Naturally, one of the most important aspects is to look at Proportion of Variance explained when reducing dimensions to 2 in the PCA. If 2 principal components only catch a small share of the total variance, then you need more dimensions.

Two more remarks: in case t-SNE (which would be a great visualization method) is too slow. try on a subset of your samples, such as a certain part of hyperspace or a random subset. Just to get an idea.

Also, look into UMAP ( Uniform Manifold Approximation and Projection for Dimension Reduction). It will likely serve the purpose better than PCA.

Here is a nice comparison of different methods for dimension reduction:
https://umap-learn.readthedocs.io/en/latest/benchmarking.html

And there is a range of methods quicker than t-SNE, but way better than PCA.

Hi Ralf and Gent,

Thanks a lot for your replies. Well, I am going to try UMAP and dbscan too.

To tell you more details, what I have is 10 million sentences and a universal sentence encoding (720 dimensions) calculated for each of them.
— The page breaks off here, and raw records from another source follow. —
PR #1549, opened 2026-09-18
plugin debugging

michielbdejong:
Stacked on `feat/plugin-catalog`.

### Integrations
- camt.053 bank statement upload alongside MT940, with a synthetic fixture and parser tests; Moneybird submission routed via LocalThought.
- Enable the `mt940` and `devonian-google-calendar` plugins in the catalog.
- Let Moneybird's administration id be picked from a list (#1528).
- Surface partial imports instead of discarding them.

### Syncables
- Dedupe repeated sync errors.
- Stream collection records into storage per page.
- Clockify resource-model fixture test (apiKey scheme, no bearer).

### Plugin schema / labelling
- Resolve schema terms and plan fetches in parallel.
- Give the core `name` property a display name; label table columns and kanban card fields by shortname rather than showing an identifier, and label the filter bar off the property's name.

## Related Issues

None.

## Checklist
- [x] Add changelog entry linking to issue, describe API changes — no user-facing API change; behaviour changes are covered below
- [x] Add or update tests if needed — added `camt053.test.ts`, `clockify_fixture.rs`, `mt940_tests.rs`, `plugin-plan.test.ts`, `plugin-schema.test.ts` and an mt940 e2e spec
- [x] Update docs if needed — updated `integrations/mt940/README.md` and `planning/mt940.md`

https://claude.ai/code/session_01BWM8Qu7YHmHS9hWuDiXh6c

---
_Generated by [Claude Code](https://claude.ai/code/session_01BWM8Qu7YHmHS9hWuDiXh6c)_


michielbdejong:
CI is red on `5a2cda9e`, but the failure is on the Mancave host, not in this PR.

**Failing check:** `Main (Mancave) / CI` → step *Dagger CI (test, lint, build, e2e light)*, and the `ci --host-profile mancave --playwright-mode light` commit status.

**Why it is not this PR's:** the Dagger engine never started, so no test body ran. The job's own log repeats:

```
Container 4bcf0cc50fdc... is restarting, wait until the container is running
creating client       ERROR [10m0s]  ! context deadline exceeded
connecting to engine  ERROR [10m0s]  ! new client: context deadline exceeded
Error: start engine: new client: context deadline exceeded
```

The `dagger-engine-v0.21.9` container on the self-hosted runner is in a restart loop; Dagger retried for the full 10-minute deadline and gave up. Everything before it passed — checkout, both registry logins, Node, pnpm, and the Dagger regression tests. This needs the engine container on the Mancave host restarted; it cannot be fixed from inside this branch, and no fix exists to port.

**Re-run:** not spent — `rerun-failed-jobs` returns `403 This workflow is already running`, because the `Downstream` job is still queued from 15:10. I will re-run once that clears.

For what it is worth, the equivalent checks pass locally against this exact commit: `integrations/tooling/certify.mjs --layer all` reports github-issues, mt940, notion and pets all passing, including the Rust sandbox tests through QuickJS/WASM.

I am still watching this PR and will report once CI produces a real signal.

---

michielbdejong:
The Dagger engine recovered and CI finally ran on `858103e3a`. It fails with `exit code: 101`, and this one is a real build failure — but it is not this PR's, and it will hit `feat/plugin-catalog` and anything stacked on it just the same.

**Failing check:** `Main (Mancave) / CI` → *Dagger CI*, run [35372103892](https://github.com/ontola/atomic-server/actions/runs/35372103892) attempt 3.

**The fatal error:**

```
thread 'main' (208) panicked at server/build.rs:681:9:
failed to open integrations assets from ./integrations_assets_tmp
```

**Why it happens.** `embed_integrations()` has two cases: a full checkout (walk `../integrations`, copy every `plugin.js` plus the root `catalog.json`), or no `integrations/` at all (create an empty dir and embed nothing, as a published-crate checkout does). The Rust CI containers are neither. `.dagger/src/index.ts` mounts only:

```ts
.withDirectory(
  '/code/integrations/localthought/syncables',
  this.source.directory('integrations/localthought/syncables'),
)
```

That makes `../integrations` **exist** while holding no `plugin.js` and no root `catalog.json`. So `integrations_source.exists()` is true, `remove_dir_all(integrations_tmp)` runs, the walk matches nothing, and `integrations_tmp` is never recreated — `create_dir_all` only runs per copied file. `static_files::resource_dir()` then gets a path that is not there and the `unwrap_or_else` panics.

**Why it is not this PR's:** `embed_integrations` is byte-identical on `feat/plugin-catalog` and absent from `develop` — it arrived with "Serve integration plugins as static assets instead of bundling them" (#1526), which lives in the base branch. Nothing in this PR touches it. The base has not yet had a run reach this stage (its last attempt died on the same engine timeout), so it is not visibly red there *yet*, but the same code in the same container will fail the same way.

**No fix exists to port**, so rather than widening this PR, here is the patch. In `server/build.rs`, make the empty-set fallback unconditional instead of tying it to the absent-source case:

```rust
     } else if !dirs.integrations_tmp.exists() {
-        // `cargo publish` of the standalone crate: ...
-        fs::create_dir_all(&dirs.integrations_tmp)?;
     }
 
+    // A partial checkout — the Rust CI containers mount only
+    // integrations/localthought/syncables — leaves `integrations_source`
+    // present but holding no `plugin.js` and no root `catalog.json`, so the
+    // walk above copies nothing and removes the directory without putting it
+    // back. Embed an empty set rather than panicking, exactly as a published
+    // crate checkout without `integrations/` does.
+    fs::create_dir_all(&dirs.integrations_tmp)?;
+
     let out_dir = std::env::var("OUT_DIR").expect("Cargo supplies OUT_DIR");
```

`create_dir_all` on an existing directory is `Ok(())`, so the full-checkout path is unaffected.

This belongs on `feat/plugin-catalog` (#1527) rather than here, since that is where the code lives and it blocks that branch too. Happy to push it either place — say which.

For the record, the rest of this commit is sound: `Downstream (atomic-saas builds against this commit)` passed, and `integrations/tooling/certify.mjs --layer all` passes locally against this head, Rust sandbox tests through QuickJS/WASM included.

---

michielbdejong:
## How this PR works

The PR description has the list of changes. This comment follows the path from a published plugin to one installed on a drive, and says which part of this repo handles each step.

### 1. Where plugins come from
Provider plugins are built and published by [atomic-plugins](https://github.com/ontola/atomic-plugins). Its GitHub Pages site hosts `integrations/catalog.json`, a JSON-AD array of `PluginCatalogEntry` resources, next to each plugin's `plugin.js` bundle. atomic-server no longer builds, embeds or serves any of these: `build.rs::embed_integrations` and the `/integrations` route are gone.

### 2. Finding the catalog
`helpers/pluginCatalogUrl.ts` resolves the catalog URL in this order:
1. the `plugin-catalog-url` key in `localStorage`, which is set from Settings > Integration or seeded by Playwright;
2. the build-time `VITE_PLUGIN_CATALOG_URL`;
3. the atomic-plugins GitHub Pages URL.

Every value must be HTTPS or loopback HTTP. An invalid value falls back to the next source instead of throwing, so a bad setting can't lock you out of the screen that fixes it. The integration-proxy URL resolves the same way (`helpers/integrationProxy.ts`).

Resolving at runtime rather than baking the URL into the build is what lets one binary serve any e2e lane, a staging catalog, or a Tauri build paired with any server.

### 3. Turning catalog entries into store cards
`chunks/PluginRuns/pluginCatalog.ts` fetches the catalog once per URL (the fetch is cached) and parses the `PluginCatalogEntry` resources: `enabled`, `experimental`, `requires-api-plugins`, `platform`, plus card copy. `IntegrationStore.tsx` applies the visibility rules:
- `enabled: false` hides an entry outright;
- `experimental` entries appear only with "Show experimental plugins" on;
- `requires-api-plugins` entries appear only with "Show API plugins" on. These are LocalThought proxy platforms, matched on `platform` against the proxy's own `/catalog`.

Both toggles are drive settings stored as Atomic resources (`useIntegrationVisibility`). A toggle is only offered when the catalog has an enabled entry behind it.

### 4. Installing
Two routes, both independent of any particular plugin:
- **Server listings.** `/plugin-catalog` on the paired server lists published Releases. Opening one fetches `/plugin-package/{id}`, shows `InstallationReviewDialog`, and `installRelease` creates the Installation.
- **LocalThought platforms.** `ConnectLocalThought` runs the proxy's connect flow. The generic LocalThought sync (`localThoughtSync.ts`, `localThoughtTables.ts`) imports the fetched records into one plain table per class. Provider-specific lenses and pickers now live in atomic-plugins; `schemaNamespace` still reads an installation's stored mode, so folders created under a lens keep their schema.

### 5. Running
Server-side plugins run in the existing sandbox (`server/src/plugins/`: actions, triggers, scheduler). Its tests use test plugins from `testdata/` instead of real providers:
- `plugin-for-testing`: written for these tests and nothing else;
- `plugin-sync`: one frozen, provider-shaped bundle for `sync_session_tests.rs`.

### 6. Testing without the live catalog
`testdata/atomic-plugins-mock/serve.mjs` serves a static copy of the published layout:

| Path | Served from |
| --- | --- |
| `/integrations/catalog.json` | the fixture catalog |
| `/integrations/plugin-for-testing/plugin.js` | the `testdata/` test plugin |
| `/integrations/plugin-sync/plugin.js` | the `testdata/` test plugin |

Responses carry CORS headers, because the SPA reads them from another origin.

`browser/e2e/playwright.config.ts` starts it as a `webServer` on `ATOMIC_PLUGINS_MOCK_PORT` (default 9893). It seeds `plugin-catalog-url` into every origin's `localStorage` through `storageState`, so the app reads the mock before its first render. Setting `PLUGIN_CATALOG_URL` skips the mock and uses that catalog instead. Dagger mounts `testdata/` into the Playwright container for this.

The fixture catalog holds two entries, one per state the specs need:
- `fixture-experimental`: enabled and experimental;
- `fixture-api`: needs API plugins and is disabled.

Specs that need a different state rewrite the response with `page.route` (see `enableCatalogEntries` in `integration-visibility.spec.ts`). Before this, that spec depended on whatever was published upstream. Its "stock catalog enables no API plugins" assertion had stopped being true once Todoist and Google Calendar were enabled there.

### Why CI was red
`jsTest` ran `integrations/tooling/certify.mjs --layer js`. It certifies provider packages, and it deliberately treats "zero integrations" as a failure. After the providers moved out, that step failed on every run. The tool belongs with the providers in atomic-plugins, which has its own copy, so the tool and its Dagger steps are removed here.

### Left in place, worth a look
- `integrations/localthought/mock-proxy.mjs` still mocks Clockify, GitHub, Calendar and Pets platforms. It is the Dagger e2e lane's integration proxy.
- Fixed in 49d42cfc2..b875d4a31: the five full-suite plugin specs that failed before this cleanup, and the `integration-visibility` flake, now pass. 13/13 on two consecutive local runs against the catalog mock.
  - **Blank labels.** Components added on this branch were never extracted into the translation catalogs, so a production build rendered their text blank. `pnpm clean-translations` now ignores test files, so it matches the dev server, and the catalogs are settled.
  - **Lost toggles.** An integration-visibility toggle was lost on a navigation right after it. Pending toggles now persist in `localStorage` until the drive confirms them.
  - **Stale specs.** Three specs asserted on UI or fixtures that had changed.

_Updated after f3efedf65: the Todoist lens, the Moneybird picker and the stale translation entries are gone too. Updated after b875d4a31: see the fixed specs above._

michielbdejong:
## What still needs doing

### 1. LocalThought sync is broken on this branch
#1618 removed the `syncables` crate and its WASM bridge. `integrations/localthought/browser.ts` (`BrowserIntegrations`) still does every proxy call from the app page through that WASM engine (`describeIntegration`, `fetchIntegration`), and `engine()` in `chunks/PluginRuns/localThought.ts` now throws "Rebuild the WASM bundle and reload Atomic". So in the data-browser both the connect dialog (`describe()`) and sync (`fetchRecords()`) fail. No test caught it: the unit tests inject a fake engine, and the calendar e2e spec is not in the suites run here.

**Direction:** the HTTP call to the integration proxy should happen inside the sandboxed plugin iframe (`PluginView` / `/plugin-ui`, which already allows `connect-src *`), not in the app page.
- A LocalThought plugin published from atomic-plugins does the proxy `fetch`, the pagination and the record → row mapping. The mapper is `run()` in `integrations/localthought/plugin.ts`, which the app calls directly today in `localImportVerdict.ts`.
- The host passes it only that platform's connection credential over `postMessage` and stores the rotated one it returns. It takes the proposed changes back into the existing review → apply flow.
- Then delete from this repo: `browser.ts`, `plugin.ts` and `plugin.js` (already dead: nothing serves it since `/integrations` was removed), `schema.ts`, `async-plugin.ts`, `browser-sync.ts` and the app-side `localThought*.ts` sync code. Move `mock-proxy.mjs` and its platforms to `testdata/`, and add an e2e test that drives a test plugin through the iframe.

**Open questions:**
- **Account connection** (`start`/`finish`) needs a top-level navigation for the provider's login and consent. Does the host keep only that redirect handshake, or does the plugin do it in a popup?
- **Headless sync** runs today on a timer while a folder is open. Should it mount a hidden plugin iframe, or only sync while the plugin's view is showing?

Until that lands, either say in the description that LocalThought import is broken on this branch, or keep this PR as a draft.

### 2. Smaller follow-ups
- `LocalThoughtInstallation.extension` is only kept to derive `schemaNamespace` for existing folders. Drop it with the rest once LocalThought moves.
- Catalog entries carry a `pluginUrl` that nothing reads. The fixture mock serves bundles at those URLs, ready for when install from the catalog is wired up.
- `integration-visibility`: the settings-page race is fixed (1a3a33c69), but the full Playwright suite has not been run on this branch. Only the plugin/integration specs have: 13/13, twice, against the catalog mock.
- `scripts/pre-commit.mjs` differs from develop by one line. The pre-commit work landed on develop separately and should fall out of the merge.

joepio:
Landed on develop in c589fc61 via the combined batch #1699, which was tested green on Mancave at this PR's head. Closing, since the squash merge does not mark it merged.

---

For visualisation, I am choosing a random sample of 500 and plotting them using a scatter 2D in plottly so I can see the point, text and color for the category. I have a category for each of them, with a total of 55 unique categories. So, what I really want to see is how good is the embedding to group together texts that are in the same category before running any ML model at all.

Is still valid to use dbscan over data with such high dimension (720 dimensions)? I have another dataset similar for which I don’t have the categories and I would like to see some groups that can be defined based on the similarity of the embedding.